The Israelis have physically invaded Gaza before, and could occupy the entire Gaza strip. However, doing so would require an extended urban military operation, resulting in tens of thousands of casualties and the destruction of most of the property. In the end (under international law), the Israelis would assume responsibility for the homeless refugees in an urban wasteland.

So Israeli government responses are a fine-tuned political calculation: enough force to reassure citizens and inflict pain on Hamas without causing an international outcry. Yet Israel’s national government is a precarious coalition. “Bibi” Netanyahu’s party has never achieved more than thirty percent in four elections over the last two years, so he remains Prime Minister in a caretaker role as the elections continue. And there is a powerful impetus to play the hard-line “warrior” leader in the meantime.

Point #4: No one should ignore the role internal Jewish politics plays in these crises. Jewish extremists wish to expel all Muslims from Jerusalem and elsewhere, and their small political parties play a crucial swing-vote role in determining the rise and fall of Israeli governments. No Israeli politician is ever penalized for acting or reacting too harshly to external threats; one (Yitzhak Rabin) was assassinated for being too willing to negotiate.

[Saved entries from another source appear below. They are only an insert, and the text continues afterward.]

PR #403, opened 2022-03-11
Fix false positives for matchAll in `regexp/no-unused-capturing-group` rule

### LINKED ISSUE #399: matchAll: false positive of regexp/no-unused-capturing-group
```javascript
const a = [...'var s1="s1"\nvar s2="s2"'.matchAll(/var (s\d+)=("[^"]+")/g)].map(
  m => [m[1], m[2]]
)
```

ota-meshi:
fixes #399

### DIFF
--- a/lib/utils/extract-capturing-group-references.ts
+++ b/lib/utils/extract-capturing-group-references.ts
@@ -136,6 +136,51 @@ type ExtractCapturingGroupReferencesContext = {
     isString: (node: Expression) => boolean
 }
 
+type ArrayMethodName = Exclude<keyof unknown[], "length" | symbol | number>
+const WILL_KNOWN_ARRAY_METHODS: {
+    [key in ArrayMethodName]: {
+        iteration?: number[]
+        result?: "element" | "array" | "iterator"
+    }
+} = {
+    toString: {},
+    toLocaleString: {},
+    pop: { result: "element" },
+    push: {},
+    concat: { result: "array" },
+    join: {},
+    reverse: { result: "array" },
+    shift: { result: "element" },
+    slice: { result: "array" },
+    sort: { iteration: [0, 1], result: "array" },
+    splice: { result: "array" },
+    unshift: {},
+    indexOf: {},
+    lastIndexOf: {},
+    every: { iteration: [0] },
+    some: { iteration: [0] },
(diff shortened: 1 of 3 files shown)


lib/utils/extract-capturing-group-references.ts
```diff
@@ -638,3 +737,23 @@ function getNamedArrayRef(
...
+        parent.callee !== expression
+    ) {
+        return null
+    }
+    return parent
+}
+
+/** Checks whether the given name is a well known array method name. */
+function isWillKnownArrayMethodName(name: string): name is ArrayMethodName {
+    return Boolean(WILL_KNOWN_ARRAY_METHODS[name as ArrayMethodName])
```
RunDevelopment, line 758: Typo.
```suggestion
function isWellKnownArrayMethodName(name: string): name is ArrayMethodName {
    return Boolean(WELL_KNOWN_ARRAY_METHODS[name as ArrayMethodName])
```

lib/utils/extract-capturing-group-references.ts
```diff
@@ -136,6 +136,51 @@ type ExtractCapturingGroupReferencesContext = {
...
+    toString: {},
+    toLocaleString: {},
+    pop: { result: "element" },
+    push: {},
+    concat: { result: "array" },
+    join: {},
+    reverse: { result: "array" },
+    shift: { result: "element" },
+    slice: { result: "array" },
+    sort: { iteration: [0, 1], result: "array" },
```
RunDevelopment, line 155: `iterator` should probably be renamed. It really is a list of all parameter indexes that will be assigned an array element (if the first argument of the array method is a function).

Maybe `elementParams` or `elementParameters`?

Also, could you please document this on the type? It took me a little while to figure this out.

RunDevelopment (changes requested):
Good work @ota-meshi!

I only have 2 minor nits.

lib/utils/extract-capturing-group-references.ts
ota-meshi: Thanks!

ota-meshi:
@RunDevelopment Thank you for checking this PR!
I have added the changes you requested to this PR. So please check again.

RunDevelopment (approved):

One new thing in this conflict was the effect of social media, which abetted the spreading violence into more and different areas. Using social media apps, Jews and Arabs began making claims about atrocities committed by the other side, and organizing to take revenge. This cycle witnessed Jewish mobs dragging suspected “Arabs” out of cars, and Israeli Arabs (there are almost two million of them living in Israel) forming mobs to burn cars and synagogues.

Point #5: Once again, social media demonstrated how it can be a tool for good or evil.

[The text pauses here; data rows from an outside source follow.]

PR #404, opened 2022-03-11
Make `regexp/no-dupe-disjunctions` account for nested alternatives

### LINKED ISSUE #402: `regexp/no-dupe-disjunctions` should "de-sugar" character classes
**Description**
While writing some regexes, I noticed the `regexp/no-dupe-disjunctions` didn't say anything about a regex of this from:

```js
/a+|[abc]/
```

The `a` in `[abc]` is clearly useless but didn't get reported. This is because `regexp/no-dupe-disjunctions` looks at the `[abc]` as a whole and only detects the overlap between `a+` and `[abc]`. It doesn't understand that the overlap is really subset (with `a` in `[abc]`) and therefor you get this report with `report: "all"` even though the problem is trivial.

---

Some test cases:

```js
// bad
var foo = /a+|[abc]/; // remove `a` in `[abc]`
var foo = /a+|a|b|c/; // remove `a` (this currently works)
var foo = /a+|[a-f]/; // change `a-f` to `b-f`

var foo = /a|[ab]a/; // remove `a` in `[ab]`
var foo = /a|aa|bb/; // remove `aa` (this currently works)

// ok
var foo = /c+|[a-f]/;
```

RunDevelopment:
This fixes #402.

---

To implement this, I needed to introduce 2 new concepts to the code base:

1. Nested alternatives: These are alternatives or things that behave like alternatives (e.g. character class elements). They are called nested because they are the (transitive) child nodes of some root alternative. 
    E.g. if `a(c|b)[de]` is the root alternative, then `b`, `c`, `d`, and `e` are nested alternatives.
3. Partial NFAs: The partial NFA of a given root alternative and nested alternative is the NFA that contains all paths of the root alternative that go through the nested alternative.
    E.g. for the root alternative `(a|b)(c|d|e)f` and nested alternative `d`, the language of the partial NFA will be `(a|b)df`.

These 2 concepts are useful because they allow us to ask: Is there some part of an alternative that is a subset? 

This is actually quite a bit more general than simple de-sugaring of character classes. This PR allows use to detect partial subsets and duplications within alternatives, and that includes character classes.

---

Side note: I expected this to massively impact performance. We are potentially creating a bunch more NFAs and DFAs than before, but (surprisingly) I couldn't measure any difference when I ran this PR against Prism's 2k regexes. (It did find 5 bugs though.)


lib/rules/no-dupe-disjunctions.ts
```diff
@@ -121,6 +125,27 @@ function containsAssertionsOrUnknowns(
...
+                throw new Error()
+            },
+            onBackreferenceEnter() {
+                throw new Error()
+            },
+        })
+        return false
+    } catch (error) {
+        return true
+    }
```
ota-meshi, line 146: Is it possible to use hasSomeDescendant?

```suggestion
    return hasSomeDescendant(
        node,
        (d) => d.type === "Assertion" || d.type === "Backreference",
    )
```

lib/rules/no-dupe-disjunctions.ts
```diff
@@ -175,6 +200,90 @@ function toNFA(
...
+                    } else if (min.value + 1 === max.value) {
+                        nested.push(min, max)
+                    } else {
+                        nested.push(charElement, min, max)
+                    }
+                } else {
+                    nested.push(charElement)
+                }
+            }
+            if (nested.length >= 1) yield* nested
```
ota-meshi, line 241: I prefer to use yield directly rather than using an array. 

```suggestion
            for (const charElement of e.elements) {
                if (charElement.type === "CharacterClassRange") {
                    const min = charElement.min
                    const max = charElement.max
                    if (min.value === max.value) {
                        yield charElement
                    } else if (min.value + 1 === max.value) {
                        yield min
                        yield max
                    } else {
                        yield charElement
                        yield min
                        yield max
                    }
                } else {
                    yield charElement
                }
            }
```

ota-meshi (changes requested):
Thank you for your wonderful work!!
I made two comments.

lib/rules/no-dupe-disjunctions.ts
RunDevelopment: Yes, it is! I should have though of that. Thank you.

lib/rules/no-dupe-disjunctions.ts
RunDevelopment: I made a mistake here. The `nested.length >= 1` should have been `nested.length > 1`. I'll fix that.

We can't yield elements directly because we want to ensure that we yield _at least 2_ elements per character class. The same check is also done for array alternatives. 

```ts
if (e.alternatives.length > 1) {
    yield a
}
```

The "at least 2" condition is an optimization. I.e. in `a(b)c`, we don't have to check the `b` alternative because we know that the partial NFA of `b` will be the complete NFA of `a(b)c`, so we don't have to check `b`. 

The array is necessary for character classes because ranges may yield 1-3 elements, so it's not so easy to know how many elements we'll yield in the end.

RunDevelopment: The optimization has been fixed and documented in 5f985a1fc88dcf5fb67ff1fbe09dc2f8d529bafe.

ota-meshi: I got it!

RunDevelopment:
Sorry for the inconvenience. I just found a bug in `PartialParser` that caused it to construct the partial NFA incorrectly for alternatives. I should have tested this as well.

tests/lib/rules/no-dupe-disjunctions.ts
```diff
@@ -391,6 +391,86 @@ tester.run("no-dupe-disjunctions", rule as any, {
...
+                    column: 4,
+                },
+            ],
+        },
+        {
+            code: String(/a|(a|b)a/),
+            errors: [
+                {
+                    message:
+                        "Unexpected useless element. All paths of '(a|b)a' that go through this element are already covered by 'a'. This element can be removed. Careful! This alternative contains capturing groups which might be difficult to remove.",
```
RunDevelopment, line 459: The capturing group warning is incorrect. I'll fix it.

RunDevelopment: Again, sorry for the inconvenience. The warning has been fixed in b42349108f6d7c099413d054eb4d88fa7eea39ec.

RunDevelopment:
Again, sorry for the inconvenience, @ota-meshi. 

I think I'm done. Could you please review?

ota-meshi (approved):
LGTM!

So, to wrap it all up. Does Israel have a long history of abusing the rights of Palestinians? Yes. Have Arabs and Palestinians constantly tried to eliminate Israel and the Jews since the founding of the state in 1947? Yes. Is Israel strong enough to defend itself against any threat at this time? Yes. Does Hamas employ terrorism simply to provoke Israel? Yes. Is Israel legally justified in responding to Hamas missiles? Yes. Has Israel ever offered a two-state solution to the Palestinians? Yes. Does current Israeli politics practically prevent a similar offer now? Yes.

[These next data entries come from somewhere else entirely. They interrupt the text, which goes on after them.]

Issue #649, opened 2023-10-07
Prepare for v2 release.


ota-meshi:
I think we are ready to release v2.
However, just to be sure, I would like to check to see if there is really any remaining work.

- [x] Are there any other rules that should be added to the recommended set?
- [x] Are there any old ones to drop?

ota-meshi:
I think we need to replace jsdoctypeparser with jsdoc-type-pratt-parser. It seems that eslint-plugin-jsdoc was also replaced quite a while ago.
https://www.npmjs.com/package/jsdoc-type-pratt-parser

ota-meshi:
@RunDevelopment 
I noticed that [no-super-linear-move] is not included in the recommended config.
I would like to include this in the recommended config, what do you think?
[no-super-linear-move]: https://ota-meshi.github.io/eslint-plugin-regexp/rules/no-super-linear-move.html

RunDevelopment:
> Are there any other rules that should be added to the recommended set?

Nope.

> Are there any old ones to drop?

We have a few deprecated ones. We might as well remove them for good.

> I noticed that [no-super-linear-move](https://ota-meshi.github.io/eslint-plugin-regexp/rules/no-super-linear-move.html) is not included in the recommended config.
> I would like to include this in the recommended config, what do you think?

Not a good idea, unfortunately. The issue is that most cases of super linear moves simply cannot be fixed. You would need to switch to a different regex engine... This isn't an option most of the time, so I did not include the rule in recommended.

RunDevelopment:
I guess we're in a pretty good spot to release v2.

But I would let it sit for a week or two and only release 2.0.0 then. Maybe there's still something we'll find.

ota-meshi:
That's a good idea. I'll prerelease again and wait a week.

RunDevelopment:
Alright, I think we're good to go. 

I thought of 2 things that we could do to improve the new rules, but it turned out that we already did both of them, so that's good :) Now my only worry is that people might have trouble upgrading to 2.0.0, because we increased our requirements by a lot (nodejs, ESLint, `Intl.Segement` and Firefox). But this is an issue that will solve itself with time, so we probably don't have to worry about it.

So I think we're ready.

ota-meshi:
I will release v2. If your project requires support for older ESLint or Nodejs, I think we can add support for them later. If so, please let me know.

ota-meshi:
I just released v2 🎉 
[...]

PR #651, opened 2023-10-07
Use jsdoc-type-pratt-parser instead of jsdoctypeparser

ota-meshi:
https://github.com/ota-meshi/eslint-plugin-regexp/issues/649#issuecomment-1751716406


RunDevelopment (approved):
Code looks good and tests pass.

PR #654, opened 2023-10-08
Use new ESLint API

ota-meshi:
This PR refactors to use the new API instead of the old ESLint API.

See https://eslint.org/blog/2023/09/preparing-custom-rules-eslint-v9/

They are also present in the minimum version we support.


RunDevelopment:
Code looks good, but I'm a bit worried about updating `eslint` and `@types/eslint`. Wouldn't this enable us to use newer API functions than our minimum supported ESLint version? I'm not sure if this will be an issue, but ideally we could use TS to enforce our minimum supported ESLint version. What do you think?

ota-meshi:
I think we should use `eslint@8.44.0` as you say :+1:
I made sure that `eslint@8.44.0` and `@types/eslint@8.44.0` are used in package-lock.json so that we can use `eslint@8.44.0` in our tests.

RunDevelopment (approved):

PR #663, opened 2023-10-20
Improve detection for `regexp/no-useless-assertion`

### LINKED ISSUE #661: Make `no-useless-assertion` detect `(?!$)$`
**Description**
While looking at #659, I noticed that `no-useless-assertion` did not detect that `(?!$)$` will always reject. We should fix that.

This latest spasm was a calculated effort on both sides: by Hamas, who had virtually nothing to lose, and perhaps could incite leftist opposition in the West (which it did). For Prime Minister Netanyahu, it was a chance to look the part of a forceful leader and test whether President Biden would back him (he did). Hamas has enough propaganda film for an entire season on PBS; the Israeli military believes they destroyed a significant amount of Hamas tunnels, launchers, and rising leaders.

The ceasefire will hold, because both sides can claim they won, and both sides have nothing more to gain at the moment. But the war goes on, as it has, since 1947. Whether the next spasm of violence comes from an arrest, a bombing, a riot, or an eviction, it will come. While the Jewish and Palestinian people continue to suffer, leaders for both seem unable to find a way to separate them, equitably, so they may live in peace.